A GROUP of Chernobyl children are currently enjoying a visit to the Fermanagh area. Five of the 18 children are staying in areas such as Irvinestown, Bellanaleck, Newtownbutler and Roslea.
The group are currently on their second week of the trip and have been enjoying activities all over the county.
Group leader Eveline Smith has been involved in bringing the Chernobyl Children to Northern Ireland for the past eight years and Eveline is currently enjoying the three weeks with the group.
“The trip is going the best, the first week is over and the time is flying in. All the children have settled in well and there has been no problems so far, the odd communication problem but nothing major.” said Eveline.
While settling in with their host families, the children are treated the same as the families’ own children and are looked the same as their own. The children have settled in well and have quickly got used to the Irish weather. As part of their trip, the children have been sampling the waters of Fermanagh as they enjoyed a trip on the Lough Erne followed by a barbecue at the yacht club. Yesterday, Tuesday, they enjoyed a fun day at Castle Archdale.
“They love the fresh food and the fresh air, they always want to be outside. They do not mind the rain, it does not take a flinch out of them. They are always running about and just enjoying themselves. They love getting down to the water and feeling the sand between their toes. I even notice one of my boys has grown since he has arrived.” said Eveline.
The remainder of the trip is jam packed for the children as their host families have a range of activities lined up for them. On Thursday they will travel to the Marble Arch Caves followed by activities at the Share Centre and then dances at the Ceili House. Other trips will see the children travel to Lustybeg, Dromore church hall and Rossnowlagh.
Next weekend the children will be getting ready to return home after their three week visit. The children benefit immensely from the visit, but the host family also have a chance to mix with other cultures and meet other families who are hosting other children.
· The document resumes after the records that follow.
PR #2321, opened 2026-08-21
fix: remove rectangular quick switcher outline

shuvroroy:
## Summary

Remove the thin rectangular frame around the rounded Open Quickly panel while preserving its native macOS drop shadow.

## Root cause

The panel is a transparent, borderless `NSPanel` whose visible surface is rounded by SwiftUI's Liquid Glass shape. WindowServer derives the native window shadow from the root `NSHostingView`, however, and that root layer remained rectangular. The result was a faint square perimeter outside the rounded glass corners.

Disabling `NSPanel.hasShadow` removes the perimeter, but also removes the panel's native depth. The fix instead masks the hosting layer with the same continuous corner radius as `QuickSwitcherSurface`, allowing WindowServer to retain the native shadow and follow the visible rounded surface.

Screenshot 2026-08-21 at 1 54 06 PM

## Changes

- Apply `QuickSwitcherMetrics.cornerRadius`, `.continuous`, and `masksToBounds` to the panel's root hosting layer.
- Add a regression test that verifies the native shadow remains enabled and the root shadow mask matches the rounded surface.
- Remove the stale rectangular edge pixels from the light and dark Open Quickly documentation screenshots without changing their UI content, dimensions, or color data.
- Document the fix under `[Unreleased]` in `CHANGELOG.md`.

## Screenshots

| Light | Dark |
| --- | --- |
| Open Quickly in light appearance without the rectangular outline | Open Quickly in dark appearance without the rectangular outline |

## Verification

- Reproduced the square frame in a standalone AppKit/SwiftUI panel on macOS 26.6.2.
- Captured the panel before and after applying the hosting-layer mask: the rectangular frame disappears while the native shadow remains.
- The TablePro scheme builds successfully.
- `swiftlint lint --strict` passes with no violations.
- `QuickSwitcherPanelControllerTests` passes: 11 executed, 11 passed.
- `git diff --check` passes, and changed Swift lines stay within 120 characters.
- Both documentation assets decode as 1280 × 1070 RGBA PNGs with fully transparent outer corners.

## Checklist

- [x] Regression test added
- [x] Documentation screenshots updated
- [x] `CHANGELOG.md` updated under `[Unreleased]` with #2321
- [x] No user-facing strings added
- [x] Build, strict SwiftLint, and Quick Switcher panel tests pass


datlechin:
Thanks for this. I could build and run it here, so I reproduced the artifact and measured it before changing anything. I have pushed a commit to this branch.

## What the outline actually is

It is not the window shadow. I captured the panel window with `screencapture -o`, which omits the shadow entirely, and the artifact is still there:

| build | corner alpha outside the rounded surface |
| --- | --- |
| before | 5 to 11 across the full square window bounds |
| after | 0 |

So `glassEffect(.regular, in: shape)` tints the hosting view's whole bounds, past the shape it is handed. That faint square wash is the outline. The shadow was never involved, which also means the `hasShadow` assertion was not testing the reported symptom.

Three things I measured while narrowing it down:

- `clipShape(shape)` after `glassEffect`, in `QuickSwitcherSurface`, changes nothing. The glass backdrop is a layer beneath the SwiftUI render tree, so SwiftUI cannot clip it. This is why your AppKit layer mask is the right altitude and my first instinct, that it was clipping at the wrong level, was wrong.
- Removing the `GlassEffectContainer` changes nothing either.
- Forcing the pre-26 branch gives corner alpha 0 with no mask at all. The surface already clips itself there, so this is a macOS 26 defect only.

## What I changed

- Gated the mask to macOS 26, since below it the corners already measure 0 and the mask would only add the offscreen compositing pass that rounding a layer with sublayers forces. macOS 14 and 15 now render exactly as they do today.
- Moved the mask into a named `maskContentToSurfaceShape` with the rationale as a `///` doc comment. The repo asks for no `//` comments describing what code does, and the surrounding files use doc comments for the why.
- Made `surfaceCornerRadius` an init parameter instead of the panel reading `QuickSwitcherMetrics` for itself. The panel is generic over its content, so the shape has to travel with the content rather than be re-derived in two places.
- Rewrote the test to assert the radius the panel was handed, using 19 rather than the metric. The old assertion compared the layer against the same constant the production line assigned, so it passed for any radius, including one the surface no longer used.
- Recaptured both documentation screenshots from a build carrying the fix, at the same 1280x1070. The previous PNGs were the old screenshots with a rounded alpha mask applied: the pixel diff was alpha only, zero RGB change, confined to the corners. The shipped images measure corner alpha 9 to 17, so they were showing the bug, and the mask also clipped the real corner antialiasing.
- Reworded the CHANGELOG entry, which described the shadow explanation.

## One thing for you

The PR description has an em dash in the checklist line. The repo bans them everywhere including PR bodies, and ships the grep that catches it.

Everything builds, `swiftlint lint --strict` is clean, and all 11 tests in `QuickSwitcherPanelControllerTests` pass.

“When it is time for the farewell dinner, that is when you realise their time is coming to an end. The families all get attached to the children who have come over. It is very much cross community project with each family working for the sole purpose of the children. There is also a social aspect as the families all mix together. I have been involved for eight years and I have built some long standing friendships.” added Eveline Smith.
The children will be in the area for another week and a half before heading home on Monday August 8th.